PR #413, opened 2018-04-24
Add support for creating component from service catalog

### LINKED ISSUE #266: Add support for service catalog
We have service catalog search implemented in #243, but the current implementation of S2I does not support deploying templates from service catalog. Well, it should.

surajnarwade:
Fixes #266

Signed-off-by: Suraj Narwade <surajnarwade353@gmail.com>

This PR adds the support for creating services from service catalog. for this support, we have used
client from [kubernetes-incubator/service-catalog](https://github.com/kubernetes-incubator/service-catalog).
Currently, we are supporting template service broker only. In future, we will add support for
other brokers as well.

We have added entire new command set for this purpose.

* to check available services in service catalog

```
$ odo service catalog
```

* to create service,

```
$ odo service create mysql-persistent
```

* to delete service,

```
$ odo service delete mysql-persistent
```

* to list the current provisioned services with their status

```
$ odo service list
```

### DIFF
--- a/cmd/catalog.go
+++ b/cmd/catalog.go
@@ -7,6 +7,7 @@ import (
 	"text/tabwriter"
 
 	"github.com/redhat-developer/odo/pkg/catalog"
+	svc "github.com/redhat-developer/odo/pkg/service"
 	"github.com/spf13/cobra"
 )
 
@@ -21,15 +22,26 @@ var catalogCmd = &cobra.Command{
 
 var catalogListCmd = &cobra.Command{
 	Use:   "list",
+	Short: "List all available component & service types.",
+	Long:  "List all available component and service types from OpenShift",
+	Example: `  # Get the supported components
+  odo catalog list components
+
+  # Get the supported services from service catalog
+  odo catalog list services
+`,
+}
+
+var catalogListComponentCmd = &cobra.Command{
+	Use:   "components",
 	Short: "List all available component types.",
 	Long:  "List all available component types from OpenShift's Image Builder.",
 	Example: `  # Get the supported components
-  odo catalog list
+  odo catalog list components
 
   # Search for a supported component
-  odo search nodejs
+  odo catalog search nodejs
 `,
-	Args: cobra.ExactArgs(0),
 	Run: func(cmd *cobra.Command, args []string) {
 		client := getOcClient()
 		catalogList, err := catalog.List(client)
@@ -50,6 +62,30 @@ var catalogListCmd = &cobra.Command{
 	},
 }
 
+var catalogListServiceCmd = &cobra.Command{
+	Use:   "services",
+	Short: "Lists all the services from service catalog",
+	Long:  "Lists all the services from service catalog",
+	Example: `  # List all services
+  odo catalog list services
+	`,
+	Args: cobra.ExactArgs(0),
+	Run: func(cmd *cobra.Command, args []string) {
+		client := getOcClient()
+		catalogList, err := svc.ListCatalog(client)
+		checkError(err, "unable to list services because Service Catalog is not enabled in your cluster")
+		switch len(catalogList) {
+		case 0:
+			fmt.Printf("No deployable services found\n")
+		default:
+			fmt.Println("The following services can be deployed:")
+			for _, service := range catalogList {
+				fmt.Printf("- %v\n", service)
+			}
+		}
+	},
+}
+
 var catalogSearchCmd = &cobra.Command{
 	Use:   "search <component name>",
 	Short: "Search component type in catalog",
@@ -59,7 +95,7 @@ This searches for a partial match for the given search term in all the available
 components.
 `,
 	Example: `  # Search for a component
-  odo catalog search pyt
+  odo catalog search python
 	`,
 	Args: cobra.ExactArgs(1),
 	Run: func(cmd *cobra.Command, args []string) {
@@ -83,7 +119,8 @@ components.
 func init() {
 	catalogCmd.AddCommand(catalogSearchCmd)
 	catalogCmd.AddCommand(catalogListCmd)
-
+	catalogListCmd.AddCommand(catalogListComponentCmd)
+	catalogListCmd.AddCommand(catalogListServiceCmd)
 	// Add a defined annotation in order to appear in the help menu
 	catalogCmd.Annotations = map[string]string{"command": "other"}
 	catalogCmd.SetUsageTemplate(cmdUsageTemplate)
--- a/cmd/catalog.go
+++ b/cmd/catalog.go
@@ -40,7 +40,7 @@ var catalogListComponentCmd = &cobra.Command{
   odo catalog list components
 
   # Search for a supported component
-  odo catalog search nodejs
+  odo catalog search components nodejs
 `,
 	Run: func(cmd *cobra.Command, args []string) {
 		client := getOcClient()
@@ -68,6 +68,9 @@ var catalogListServiceCmd = &cobra.Command{
 	Long:  "Lists all the services from service catalog",
 	Example: `  # List all services
   odo catalog list services
+
+ # Search for a supported services
+  odo catalog search services mysql
 	`,
 	Args: cobra.ExactArgs(0),
 	Run: func(cmd *cobra.Command, args []string) {
@@ -87,17 +90,33 @@ var catalogListServiceCmd = &cobra.Command{
 }
 
 var catalogSearchCmd = &cobra.Command{
-	Use:   "search <component name>",
+	Use:   "search",
+	Short: "Search available component & service types.",
+	Long: `Search available component & service types..
+
+This searches for a partial match for the given search term in all the available
+components & services.
+`,
+	Example: `  # Search for a component
+  odo catalog search components python
+
+  # Search for a service
+  odo catalog search service mysql
+	`,
+}
+
+var catalogSearchComponentCmd = &cobra.Command{
+	Use:   "components",
 	Short: "Search component type in catalog",
 	Long: `Search component type in catalog.
 
 This searches for a partial match for the given search term in all the available
 components.
 `,
-	Example: `  # Search for a component
-  odo catalog search python
-	`,
 	Args: cobra.ExactArgs(1),
+	Example: `  # Search for a component
+  odo catalog search components python
+	`,
 	Run: func(cmd *cobra.Command, args []string) {
 		client := getOcClient()
 		searchTerm := args[0]
@@ -116,11 +135,43 @@ components.
 	},
 }
 
+var catalogSearchServiceCmd = &cobra.Command{
+	Use:   "services",
+	Short: "Search service type in catalog",
+	Long: `Search service type in catalog.
+
+This searches for a partial match for the given search term in all the available
+services from service catalog.
+`,
+	Example: `  # Search for a service
+  odo catalog search services mysql
+	`,
+	Args: cobra.ExactArgs(1),
+	Run: func(cmd *cobra.Command, args []string) {
+		client := getOcClient()
+		searchTerm := args[0]
+		components, err := svc.Search(client, searchTerm)
+		checkError(err, "unable to search for services")
+
+		switch len(components) {
+		case 0:
+			fmt.Printf("No service matched the query: %v\n", searchTerm)
+		default:
+			fmt.Println("The following services were found:")
+			for _, component := range components {
+				fmt.Printf("- %v\n", component)
+			}
+		}
+	},
+}
+
 func init() {
 	catalogCmd.AddCommand(catalogSearchCmd)
 	catalogCmd.AddCommand(catalogListCmd)
 	catalogListCmd.AddCommand(catalogListComponentCmd)
 	catalogListCmd.AddCommand(catalogListServiceCmd)
+	catalogSearchCmd.AddCommand(catalogSearchComponentCmd)
+	catalogSearchCmd.AddCommand(catalogSearchServiceCmd)
 	// Add a defined annotation in order to appear in the help menu
 	catalogCmd.Annotations = map[string]string{"command": "other"}
 	catalogCmd.SetUsageTemplate(cmdUsageTemplate)
--- a/cmd/service.go
+++ b/cmd/service.go
@@ -1,0 +1,186 @@
+package cmd
+
+import (
+	"fmt"
+	"os"
+	"strings"
+	"text/tabwriter"
+
+	"github.com/golang/glog"
+	"github.com/redhat-developer/odo/pkg/application"
+	"github.com/redhat-developer/odo/pkg/project"
+	svc "github.com/redhat-developer/odo/pkg/service"
+	"github.com/spf13/cobra"
+)
+
+var serviceForceDeleteFlag bool
+
+// serviceCmd represents the service command
+var serviceCmd = &cobra.Command{
+	Use:   "service",
+	Short: "Perform service catalog operations",
+	Long:  ` Perform service catalog operations, Limited to template service broker only.`,
+	Example: fmt.Sprintf("%s\n%s\n%s",
+		serviceCreateCmd.Example,
+		serviceDeleteCmd.Example,
+		serviceListCmd.Example),
+	Args: cobra.RangeArgs(1, 3),
+}
+
+var serviceCreateCmd = &cobra.Command{
+	Use:   "create <service_type> [service_name]",
+	Short: "Create a new service",
+	Long: `Create a new service from service catalog to deploy on OpenShift.
+
+If service name is not provided, service type value will be used.
+
+A full list of service types that can be deployed is available using: 'odo service catalog'`,
+	Example: `  # Create new mysql-persistent service from service catalog.
+  odo service create mysql-persistent
+	`,
+	Args: cobra.RangeArgs(1, 2),
+	Run: func(cmd *cobra.Command, args []string) {
+		client := getOcClient()
+		applicationName, err := application.GetCurrentOrGetCreateSetDefault(client)
+		checkError(err, "")
+		projectName := project.GetCurrent(client)
+		serviceType := args[0]
+		exists, err := svc.SvcTypeExists(client, serviceType)
+		checkError(err, "unable to create service because Service Catalog is not enabled in your cluster")
+		if !exists {
+			fmt.Printf("Service %v doesn't exist\nRun 'odo service catalog' to see a list of supported services.\n", serviceType)
+			os.Exit(1)
+		}
+		// if only one arg is given, then it is considered as service name and service type both
+		serviceName := args[0]
+		// if two args are given, first is service type and second one is service name
+		if len(args) == 2 {
+			serviceName = args[1]
+		}
+		//validate service name
+		err = validateName(serviceName)
+		checkError(err, "")
+		exists, err = svc.SvcExists(client, serviceName, applicationName, projectName)
+		checkError(err, "")
+		if exists {
+			fmt.Printf("Service with the name %s already exists in the current application.\n", serviceName)
+			os.Exit(1)
+		}
+		err = svc.CreateService(client, serviceName, serviceType, applicationName)
+		checkError(err, "")
+		fmt.Printf("Service '%s' was created.\n", serviceName)
+	},
+}
+
+var serviceDeleteCmd = &cobra.Command{
+	Use:   "delete <service_name>",
+	Short: "Delete an existing service",
+	Long:  "Delete an existing service",
+	Example: `  # Delete service named 'mysql-persistent'
+  odo service delete mysql-persistent
+	`,
+	Args: cobra.MaximumNArgs(1),
+	Run: func(cmd *cobra.Command, args []string) {
+		glog.V(4).Infof("service delete called")
+		glog.V(4).Infof("args: %#v", strings.Join(args, " "))
+		client := getOcClient()
+
+		// Get all necessary names (current application + project)
+		applicationName, err := application.GetCurrent(client)
+		checkError(err, "")
+		projectName := project.GetCurrent(client)
+		serviceName := args[0]
+
+		// Checks to see if the service actually exists
+		exists, err := svc.SvcExists(client, serviceName, applicationName, projectName)
+		checkError(err, "unable to delete service because Service Catalog is not enabled in your cluster")
+		if !exists {
+			fmt.Printf("Service with the name %s does not exist in the current application\n", serviceName)
+			os.Exit(1)
+		}
+
+		var confirmDeletion string
+		if serviceForceDeleteFlag {
+			confirmDeletion = "y"
+		} else {
+			fmt.Printf("Are you sure you want to delete %v from %v? [y/N] ", serviceName, applicationName)
+			fmt.Scanln(&confirmDeletion)
+		}
+
+		if strings.ToLower(confirmDeletion) == "y" {
+			err := svc.DeleteService(client, serviceName, applicationName, projectName)
+			checkError(err, "")
+			fmt.Printf("Service %s from application %s has been deleted\n", serviceName, applicationName)
+
+		} else {
+			fmt.Printf("Aborting deletion of service: %v\n", serviceName)
+		}
+	},
+}
+
+//var serviceCatalogCmd = &cobra.Command{
+//	Use:   "catalog",
+//	Short: "Lists all the services from service catalog",
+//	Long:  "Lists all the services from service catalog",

• _TASK DIRECTIONS_
Among the entries, how many lines hold the word "given"? Please answer with only that number.

• _SOLUTION FOR THIS TASK_
6